The probe should pass the moon in nine hours and reach Jupiter in just over a year. Then it will use that planet’s extreme gravitational pull as a slingshot to pick up speed. Since sunlight will be too weak to capture as a source of energy, the shuttle is indirectly powered by radioactive plutonium – something that has caused controversy. Pluto was discovered in 1930. It is the furthest planet from the sun. New Horizons will study it extensively, along with its largest moon Charon, which was first identified in 1978. It is hoped research on this dark part of the solar system will shed light on the early universe.

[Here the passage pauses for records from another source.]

PR #64, opened 2023-08-04
Add query to gather counts for types of inline scripts

westonruter:
This allows us to determine the relative frequency of the types of inline scripts in `WP_Scripts`, namely before, after, extra (`wp_localize_script()`), and translations.

Output for July 2023:

Type | Count | Percentage
-- | --: | --:
extra | 25,082,363,691 | 65.26%
before | 8,184,494,232 | 21.29%
after | 3,782,332,149 | 9.84%
translations | 1,384,873,280 | 3.60%
**Total:** | 38,434,063,352 |


sql/2023/08/inline-script-types.sql
```diff
@@ -0,0 +1,70 @@
...
+ * @param {Array<{after_script_size: number, before_script_size: number, extra_script_size: number, translations_script_size: number}>} data.cms.wordpress.scripts
+ * @return {Array} Script types.
+ */
+function getScriptTypes(data) {
+  const scriptTypes = [];
+  for (const script of data.cms.wordpress.scripts) {
+    scriptTypes.push( (new Array( script.after_script_size )).fill( 'after' ) );
+    scriptTypes.push( (new Array( script.before_script_size )).fill( 'before' ) );
+    scriptTypes.push( (new Array( script.extra_script_size )).fill( 'extra' ) );
+    scriptTypes.push( (new Array( script.translations_script_size )).fill( 'translations' ) );
```
westonruter, line 35: Since these metrics are already numbers, it does seem like this should rather be implemented to return a `STRUCT` and utilize `SUM()` rather than `COUNT()` in the query.

PR #68, opened 2023-08-10
Add WP version comparison script

swissspidy:
Ports over the GitHub action and the manual Bash script from https://github.com/swissspidy/compare-wp-performance

The individual `package.json` files are unfortunately necessary right now because of https://github.com/WordPress/gutenberg/issues/51419


tools/compare-wp-performance/run.sh
```diff
@@ -0,0 +1,126 @@
+#!/usr/bin/env bash
```
felixarntz, line 1: Nit-pick, but it would be great if you could make this script work regardless from where you run it. Right now it only works if you first `cd` into the `tools/compare-wp-performance` directory. Running `./tools/compare-wp-performance/run.sh` from the root directory gives errors due to the locations.

tools/compare-wp-performance/new/package.json
```diff
@@ -0,0 +1,24 @@
...
+	},
+	"author": "swissspidy",
+	"license": "Apache-2.0",
+	"bugs": {
+		"url": "https://github.com/swissspidy/compare-wp-performance/issues"
+	},
+	"homepage": "https://github.com/swissspidy/compare-wp-performance#readme",
+	"type": "module",
+	"devDependencies": {
+		"@wordpress/env": "^8.4.0",
```
felixarntz, line 17: Couldn't we alternatively use an older version that doesn't have the bug and thus doesn't require the patch and extra `package.json` workaround?

tools/compare-wp-performance/old/package.json
```diff
@@ -0,0 +1,24 @@
...
+	"type": "module",
+	"devDependencies": {
+		"@wordpress/env": "^8.4.0",
+		"patch-package": "^7.0.0"
+	},
+	"scripts": {
+		"postinstall": "patch-package",
+		"wp-env": "wp-env"
+	}
+}
```
felixarntz, line 24: Can you clarify why we need the `package.json` twice, one for the `new` and one for the `old` folder? Couldn't those share the dependencies between a single `package.json`?

tools/compare-wp-performance/scripts/results.js
```diff
@@ -0,0 +1,104 @@
+#!/usr/bin/env node
+
+import { existsSync } from 'node:fs';
```
felixarntz, line 3: I'm seeing errors when running the process:
```
/Users/felixarntz/Development/wpp-research/tools/compare-wp-performance/scripts/results.js:3
import { existsSync } from 'node:fs';
^^^^^^

SyntaxError: Cannot use import statement outside a module
```

felixarntz (commented):
Thanks @swissspidy, this looks great overall! A few minor comments. I wasn't able to complete the process locally due to an error.

tools/compare-wp-performance/old/package.json
swissspidy: A locally installed wp-env only works in the current folder as that‘s where it‘s looking for the config file

tools/compare-wp-performance/new/package.json
swissspidy: I will need to check what‘s possible / where the bug was introduced and if there are features we can live wirhout or not.

swissspidy: The bug has since been resolved, so we can use a newer version without a patch, but it still requires 2 package.json files. Or we leverage a global install.

swissspidy:
Yeah I'll need to revisit this and merge in the latest changes. But holding off a bit now because it's not urgent (for 6.4 we can still use the existing repo) and there might be significant changes needed when tackling all the variance issues.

Ken Atkins is a NASA engineer. “Pluto represents the opportunity for us to investigate the last planet that we haven’t flown by with robotic spacecraft,” he says. But scientists could end up disqualifying Pluto as a planet – shattering the mysterious aura it enjoys today. A bigger object, dubbed UB-313, has already been discovered. Others might well be found in the ring of small bodies around Pluto known as the Kuiper belt. That means Pluto could be downgraded to a mere ice dwarf.